The inherently dynamic nature of these art forms naturally requires their caretakers to keep pace with the demands of evolving technology and methods of documentation. MoMA manages such challenges through the assistance of a staff group known as the Media Working Group (MWG). The group consists of members of the departments of Media and Performance Art, Registrar, Conservation, Audio-Visual, Information Technology, and Exhibition and Design Production. MWG’s role is to review time-based media and performance art in the collection to identify areas of risk regarding long-term preservation. Increasingly, this means identifying characteristics prone to causing the work’s demise, if not addressed in a timely fashion. It can also mean identifying elements that, if changed as a result of unpredictable technological or site-specific conditions, might alter the perception of the artwork in our collective memory.
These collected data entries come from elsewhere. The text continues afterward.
PR #1266, opened 2026-06-09
Feature/app 2176 trigger ecs deployment on image push for geographies api

odrakes-cpr:
## What
Adds a dedicated `deploy-ecs-service.yml` reusable workflow and updates the merge-to-main workflow to trigger ECS redeployments for the four services running on ECS Express (`geographies-api`, `families-api`, `concepts-api`, `data-in-api`).

## Why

This is especially true when something new is introduced or some essential component inadvertently changed.

Our newly acquired Mirage is an installation originally conceived of by the artist, Joan Jonas, as a performance. Barbara London, Associate Curator of Media and Performance Art, worked together with Jonas to re-create from memory and documentation an installation environment evocative of the original live performance at the Anthology Film Archives in 1976. In our current iteration of this installation, the elements of time, memory, and setting, so crucial to the experience of this work, can also play unpredictable roles in how it is maintained and documented. To protect against changes that may alter the artist’s intent, MWG worked closely with the artist and curator to map the work’s current state through interviews, photographs, and note-taking. These efforts will guide our future stewardship of Mirage’s life.